Finding the most important factor driving the target in a regression problem I am working on an assignment in which I am given a set of features and a (continuous) target and I need to find what is the most important factor driving the target.  
I thought about several different ways of approaching it:  


*

*Looking at Pearson's and/or Spearman's correlation coefficients between each variable and the target.    

*Normalize the features, fit a linear regression and look at the absolute value of the coefficients.  

*Fit a Linear Regression and look at the p-values for the coefficients.  

*Fit a Random Forest and look at the feature importance (Gini score) for each feature. 


One extra difficulty is that two of the features are collinear, (but can be combined together in a way that makes perfect sense for the business case).
Are these methods valid? If so, which one do you think it is more valid? Otherwise, is there any standard way to find this relative importance across features?
 A: 
is there any standard way to find this relative importance across features?

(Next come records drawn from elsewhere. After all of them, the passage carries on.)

PR #4556, opened 2021-08-27
change backend  triangle test attributes build

mirsfang:
backend triangle test build AttributeArray is intricate，i feel this change looks better


mirsfang:
yes ， hand shook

there are all valid methods, features construction and selection always the most time consuming part, try and error, then find the most important features. there's no best method, different by case. But you can try the following paths :
First, try the pearson correlation between features, remove or combine some highly correlated features. 
Second, try the random forest to select the most important features, check the results is reasonable. If so, dig these important features, such as visualize the distribution or the correlation with dependent variables, and so on (you may find some outlier or the relationship between variables) 
Third, try to use the most important features selected above fit the linear regression, compare the performance（cross validation to get the prediction performance) with random forest.
Fourth, select the best model and most important features to fit that model. You can get the right important feature use the method you mentioned.